Ujike H, Tomita J, Kuroda S, Otsuki S, Arahata K
Department of Neuropsychiatry, Okayama University Medical School, Japan.
No To Shinkei. 1991 Oct;43(10):975-9.
Different diagnosis of Becker muscular dystrophy (MD) from limb-girdle MD mainly depends on the differences of heredity form and age at onset. However, sporadic cases with either type of MD often occur, and occasionally Becker MD can occur in adult age when limb-girdle MD commonly occurs. We reported the male sporadic case of Becker MD with the onset at 30 year old who was diagnosed by dystrophin staining. At the age of 30, he noticed mild difficulty to stand up and instability when hurrying up stairs. His weakness of lower limb-girdle gradually progressed, but he is able to walk without any support at the present age of 54, and he never showed weakness in upper limbs. Neurological and laboratory examination revealed that severe atrophy of lower limb-girdle, mild calf hypertrophy and moderate elevate of serum CK level. These history and symptoms hardly distinguish between Becker and limb-girdle MD. Immunostaining of biopsy muscle from the patient using the antiserum against synthetic peptide fragment of dystrophin revealed faint and patchy pattern, and immunoblot revealed 380 kd of abnormal size dystrophin. These dystrophin testing confirmed that this case was a rare case of Becker MD with adult-onset and mild clinical course.

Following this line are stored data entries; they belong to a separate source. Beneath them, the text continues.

PR #463, opened 2022-03-31
Extending parse_circuit_id and adding support for Ciena

name29:
Extending support for more interface types in parse_circuit_id
Adding support for DHCPv6 for Ciena

Signed-off-by: Emanuele Fia <name29@fb.com>


dhcpv6/option_userclass_test.go
```diff
@@ -91,3 +91,13 @@ func TestOptUserClassString(t *testing.T) {
 		"String() should contain the list of user classes",
 	)
 }
+
+func TestOptUserClassParseOptUserClassCiena(t *testing.T) {
```
pmazzini, line 95: What is this additional test for? Is it covering something we were not before?

dhcpv6/dhcpv6_test.go
```diff
@@ -133,6 +133,31 @@ func TestFromAndToBytes(t *testing.T) {
 	expected := [][]byte{
 		{01, 0xab, 0xcd, 0xef, 0x00, 0x00, 0x00, 0x00},
 		[]byte("0000\x00\x01\x00\x0e\x00\x01000000000000"),
+		{
```
pmazzini, line 136: What is this additional test for? Is it covering something we were not before?

dhcpv6/option_userclass.go
```diff
@@ -50,5 +50,9 @@ func ParseOptUserClass(data []byte) (*OptUserClass, error) {
 		len := buf.Read16()
 		opt.UserClasses = append(opt.UserClasses, buf.CopyN(int(len)))
 	}
-	return &opt, buf.FinError()
+	var err = buf.FinError()
```
pmazzini, line 53: Modifying the return error message of the user class option does not seem quite related to the topic of the PR.

While I am personally not against it, this makes it inconsistent with what we log for other options.

Why specifically the user class? Can all these "logging improvements" be discussed in a separate PR and in this one only focus on the ZTP changes?

dhcpv6/dhcpv6.go
```diff
@@ -75,7 +75,7 @@ func RelayMessageFromBytes(data []byte) (*RelayMessage, error) {
 	}
 	// TODO: fail if no OptRelayMessage is present.
 	if err := d.Options.FromBytes(buf.Data()); err != nil {
-		return nil, err
+		return nil, fmt.Errorf("Unable to parse Options: %v", err)
```
pmazzini, line 78: same as my comment to the user class error return changes

dhcpv6/dhcpv6.go
```diff
@@ -85,7 +85,7 @@ func FromBytes(data []byte) (DHCPv6, error) {
 	buf := uio.NewBigEndianBuffer(data)
 	messageType := MessageType(buf.Read8())
 	if buf.Error() != nil {
-		return nil, buf.Error()
+		return nil, fmt.Errorf("Unable to parse MessageType: %v", buf.Error())
```
pmazzini, line 88: same as my comment to the user class error return changes

dhcpv6/options.go
```diff
@@ -208,10 +208,12 @@ func (o *Options) FromBytesWithParser(data []byte, parser OptionParser) error {
 		// Consume, but do not Copy. Each parser will make a copy of
 		// pertinent data.
 		optData := buf.Consume(length)
-
+		if err := buf.Error(); err != nil {
```
pmazzini, line 211: same, lets discuss error messages on a separate PR and in this one focus on ZTP which if I am not mistake is the one more pressing for you

dhcpv6/ztpv6/parse_remote_id.go
```diff
@@ -8,12 +8,32 @@ import (
 	"github.com/insomniacslk/dhcp/dhcpv6"
 )
 
-var (
+var circuitRegexs = []*regexp.Regexp{
```
pmazzini, line 11: Do you actually need all of the regexes? Are you expecting all of them to have v6 support and be present in a relay? If not, can we only add the ones we are sure about?

Why do we end up having more regexes than v4? Do any of the 2 regexes at the top overlap with some of the newly added ones?

dhcpv6/ztpv6/parse_vendor_options.go
```diff
@@ -66,6 +69,27 @@ func ParseVendorData(packet dhcpv6.DHCPv6) (*VendorData, error) {
...
+		// For Ciena the iana code is 1271
+		// The product type is a number that maps to a Ciena product
+		// The type is used to identified different subtype of the product.
+		// An example can be ‘1271-23422Z11-123’.
+		case strings.HasPrefix(d, strconv.Itoa(int(iana.EnterpriseIDCienaCorporation))):
+			v := strings.Split(d, "-")
+			if len(v) < 3 {
+				return nil, errVendorOptionMalformed
+			}
+			duid := packet.(*dhcpv6.Message).Options.ClientID()
```
pmazzini, line 84: This will panic if the parameter is a relay instead of a message.

I wonder if we should change the function parameter to take a message instead.

dhcpv6/ztpv6/parse_vendor_options.go
```diff
@@ -66,6 +69,27 @@ func ParseVendorData(packet dhcpv6.DHCPv6) (*VendorData, error) {
...
+			if duid.Type != dhcpv6.DUID_EN {
```
pmazzini, line 85: Is this check actually needed? Or is it only to provide additional certainty?

dhcpv6/ztpv6/parse_vendor_options_test.go
```diff
@@ -99,3 +100,50 @@ func TestParseVendorDataWithVendorClass(t *testing.T) {
 		})
 	}
 }
+
+func TestParseVendorDataWithClientId(t *testing.T) {
```
pmazzini, line 104: Can this test be unified with the previous one? It is also parsing the vendor class after all.

dhcpv6/dhcpv6_test.go
name29: I wanted to add an example of packet generated by some a device to ensure that it can be parsed correctly.

If you think that this doesn't add value,  I can remove it :-)

dhcpv6/option_userclass.go
name29: I can move these changes out.

I just added the error messages that helped me troubleshooting some issues I had at the beginning.

dhcpv6/option_userclass_test.go
name29: Stale experiment, let me remove it :-)

dhcpv6/ztpv6/parse_remote_id.go
name29: Ah, I forgot to consolidate the first one with the 4th.

Looking again at this, I don't think I need any of the changes here, so I'm just going to remove it.

dhcpv6/ztpv6/parse_vendor_options.go
name29: Specifications from the vendor is that this parameter is always DUID_EN, this is why I have enforced it here, I'm also not sure what is going to happen if type != DUID_EN and I try to access duid.EnterpriseIdentifier ?

dhcpv6/ztpv6/parse_vendor_options_test.go
name29: Will try to merge them :-)

pmazzini:
Thanks for cleaning up the PR.

dhcpv6/ztpv6/parse_vendor_options.go
```diff
@@ -66,6 +69,27 @@ func ParseVendorData(packet dhcpv6.DHCPv6) (*VendorData, error) {
...
+		// For Ciena the iana code is 1271
+		// The product type is a number that maps to a Ciena product
+		// The type is used to identified different subtype of the product.
+		// An example can be ‘1271-23422Z11-123’.
+		case strings.HasPrefix(d, strconv.Itoa(int(iana.EnterpriseIDCienaCorporation))):
+			v := strings.Split(d, "-")
+			if len(v) < 3 {
+				return nil, errVendorOptionMalformed
+			}
+			innerMessage, err := packet.GetInnerMessage()
```
pmazzini, line 84: The only thing I am not convinced about is how we get the DUID.

In here we get the inner message but we don't do that for the opt16 and opt17 above, so it is not very consistent.

Maybe we should go back to doing `packet.(*dhcpv6.Message)`. Sorry for changing my mind here.

pmazzini:
Maybe it would be good to update the README to include Ciena:
https://github.com/insomniacslk/dhcp/blob/master/dhcpv6/ztpv6/README.md

dhcpv6/ztpv6/parse_vendor_options.go
name29: I personally prefer more this way as we ensure that we are in the inner message 😅

I was tempted to modify also the code that is getting opt16/opt17 but I didn't wanted to break too many things

pmazzini: Yeah, the issue now is that how we get the options is not consistent.

pmazzini (approved):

贝克型肌营养不良症(MD)与肢带型MD的鉴别诊断主要取决于遗传形式和发病年龄的差异。然而,两种类型的MD都经常出现散发病例,偶尔贝克型MD也会在肢带型MD常见的成年期发病。我们报告了一例30岁起病的男性散发性贝克型MD病例,通过肌营养不良蛋白染色确诊。30岁时,他注意到起身时有轻度困难,快速上楼梯时不稳定。他下肢带肌无力逐渐进展,但在54岁时仍能独立行走,且上肢从未出现过无力。神经学和实验室检查显示下肢带严重萎缩、小腿轻度肥大以及血清肌酸激酶水平中度升高。这些病史和症状很难区分贝克型MD和肢带型MD。使用抗肌营养不良蛋白合成肽片段的抗血清对患者活检肌肉进行免疫染色,显示出微弱且斑驳的模式,免疫印迹显示异常大小的380kd肌营养不良蛋白。这些肌营养不良蛋白检测证实该病例是一例罕见的成年起病且临床过程较轻的贝克型MD。